A firewall is a system or network that is specially designed to block unauthorized access while allowing authorized communications. A firewall is a device or set of devices configured to allow, limit, encrypt, decrypt, traffic between different areas based on a set of rules and other criteria. Many of the antivirus software includes firewalls. For instance, Norton is great for trojan virus removal, but it also has other features such as a firewall, Anti-phishing protection and Privacy protection.
Firewalls can be implemented in Software or Hardware, or its a combination of both… They are very often used to prevent unauthorized Internet users from accessing private networks connected to the Internet, especially Intranets. All messages entering or leaving the intranet pass through the firewall, and the firewall examines each word and blocks those that do not meet the specified security criteria.

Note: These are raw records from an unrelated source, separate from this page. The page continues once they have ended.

PR #719, opened 2017-12-02
Add v1 to v3 conversion code and tests for Profile

gunjan5:
## Description

A very special PR. Easily hurt. Please handle with care.

## Todos
- [x] Tests
- [ ] Documentation
- [ ] Release note

## Release Note

```release-note
None required
```

### DIFF
--- a/lib/upgrade/etcd/conversionv1v3/profile.go
+++ b/lib/upgrade/etcd/conversionv1v3/profile.go
@@ -1,0 +1,116 @@
+// Copyright (c) 2017 Tigera, Inc. All rights reserved.
+
+// Licensed under the Apache License, Version 2.0 (the "License");
+// you may not use this file except in compliance with the License.
+// You may obtain a copy of the License at
+//
+//     http://www.apache.org/licenses/LICENSE-2.0
+//
+// Unless required by applicable law or agreed to in writing, software
+// distributed under the License is distributed on an "AS IS" BASIS,
+// WITHOUT WARRANTIES OR CONDITIONS OF ANY KIND, either express or implied.
+// See the License for the specific language governing permissions and
+// limitations under the License.
+
+package conversionv1v3
+
+import (
+	"fmt"
+	"strings"
+
+	log "github.com/sirupsen/logrus"
+
+	apiv1 "github.com/projectcalico/libcalico-go/lib/apis/v1"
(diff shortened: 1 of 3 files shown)


lib/upgrade/etcd/conversionv1v3/profile.go
```diff
@@ -0,0 +1,106 @@
...
+	if !ok {
+		return nil, fmt.Errorf("value is not a valid Profile resource")
+	}
+	bk, ok := kvp.Key.(model.ProfileKey)
+	if !ok {
+		return nil, fmt.Errorf("value is not a valid Profile resource key")
+	}
+
+	ap := apiv3.NewProfile()
+	ap.Name = convertName(bk.Name)
```
caseydavenport: We have a function specifically for profile names - might need tweaking since it expects a list.

caseydavenport: https://github.com/projectcalico/libcalico-go/blob/master/lib/upgrade/etcd/conversionv1v3/workloadendpoint.go#L238:6

caseydavenport: It doesn't matter too much, given we're going to ignore anything with `k8s_ns` on the front anyway... but for correctness we should use that function.

lib/upgrade/etcd/conversionv1v3/profile_test.go
```diff
@@ -0,0 +1,159 @@
...
+			},
+		},
+		v3API: apiv3.Profile{
+			ObjectMeta: v1.ObjectMeta{
+				Name: "nameymcprofilename",
+			},
+			Spec: apiv3.ProfileSpec{
+				Ingress:       []apiv3.Rule{V3InRule1, V3InRule2},
+				Egress:        []apiv3.Rule{V3EgressRule1, V3EgressRule2},
+				LabelsToApply: map[string]string{"thingy": "val", "meep": "", "mop": ""},
```
caseydavenport: Could you add the prefix `pncs.` to one of these label keys? Just for more realistic labels.

gunjan5:
Seems like @caseydavenport is traveling today, so @robbrockbank can you take a look at the second commit to see if I've addressed Casey's comments?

A properly configured firewall adds necessary protection to the network, but in no case should it be considered sufficient. The security covers more areas and levels of work and stability.
History Of Firewall
History The term “firewall / fireblock” originally meant a wall to confine a fire or potential fire hazard in a building. Firewall technology emerged in the late 1980s when the Internet was a relatively new technology in terms of its global use and connectivity.
The predecessors of the firewalls for network security were the routers used in the late 1980s, which kept the networks separate from each other.
The vision of the Internet as a relatively small community of users with compatible machines, which valued the predisposition for exchange and collaboration, ended with a series of critical Internet security violations that occurred in the late 1980s:
- Clifford Stoll, who discovered how to manipulate the German espionage system.
- Bill Cheswick, when in 1992 he installed a simple electronic jail to observe an attacker.
- In 1988, an employee of the Ames Research Center of NASA in California sent a memo by email to his colleagues saying:
“We are under attack from an Internet virus. It has reached Berkeley, UC San Diego, Lawrence Livermore, Stanford and NASA Ames.”
- The Morris worm, which spread through multiple vulnerabilities in the machines of the time. Although it was not malicious, the Morris worm was the first large-scale attack on Internet security; the network did not expect or be prepared to face its attack.
Types of Firewalls
Gateway Application Level
Gateway Application Level applies security mechanisms for specific applications, such as Telnet FTP servers. This is very effective, but it can impose a performance degradation.
Gateway Level Circuit
Gateway level circuits apply security mechanisms when a TCP or UDP connection is established. Once the connection has been made, packets can flow between hosts without further control. It allows the establishment of a session that originates from a zone of greater security towards an area of lower protection.
Network Layer or Packet Filtering Firewall
It works at the network level (level 3) of the protocol stack (TCP / IP) as an IP packet filter. At this level, filters can be made according to the different fields of the IP packets: source IP address, destination IP address, etc.
Often this type of firewall allows filtering according to transport-level fields (level 4) as the source and destination port, or data link level (level 2) as the MAC address. This is one of the main types of firewalls. It is considered quite effective and transparent but difficult to configure.
Application Layer Firewall
It works at the application level (level 7) so that the filters can be adapted to the characteristics of the protocols of this level. For example, if it is HTTP traffic, it can be filtered according to the URL you are trying to access.
A firewall at level 7 of HTTP traffic is usually called a proxy and allows computers in an organization to enter the Internet from a controlled form. A proxy effectively hides the correct network addresses.
Personal Firewall
It is a particular case of firewalls that are installed as software on a computer, filtering communications between that computer and the rest of the network. It is therefore used on a personal level.
Advantages Of A Firewall
- Set reliable perimeters.
- Protects from intrusions.- Access to specific segments of an organization’s network is only allowed from authorized machines in other parts of the organization or the Internet.
- Protection of private information.- It allows defining different levels of access to information so that in an organization, each defined user group has access only to the services and information that are strictly necessary.
- Access optimization.- Identify the elements of the internal network and optimize the communication between them is more direct.
- A firewall helps reconfigure the security parameters.
Limitations Of A Firewall
The limitations follow from the same definition of the firewall: traffic filter. Any computer attack that uses traffic accepted by the firewall (for using expressly opened TCP ports, for example) or that does not use the network, will continue to be a threat. The following list shows some of these risks:
- A firewall cannot protect against attacks whose traffic does not pass through it.
- The firewall cannot protect against threats to which it is subjected to internal attacks or negligent users. The firewall cannot defend corporate spies from copying sensitive data to physical storage media ( disks, memories, etc.) and subtracting them from the building.
- The firewall cannot protect against social engineering attacks.
- The firewall cannot protect against possible attacks to the internal network by computer viruses through files and software. The real solution is that the organization must be aware of installing antivirus software on each machine to protect itself from viruses that arrive through any storage medium or another source.
- The firewall does not protect against security failures of the services and protocols whose traffic is allowed. You have to configure correctly and take care of the security of the services that are published on the Internet.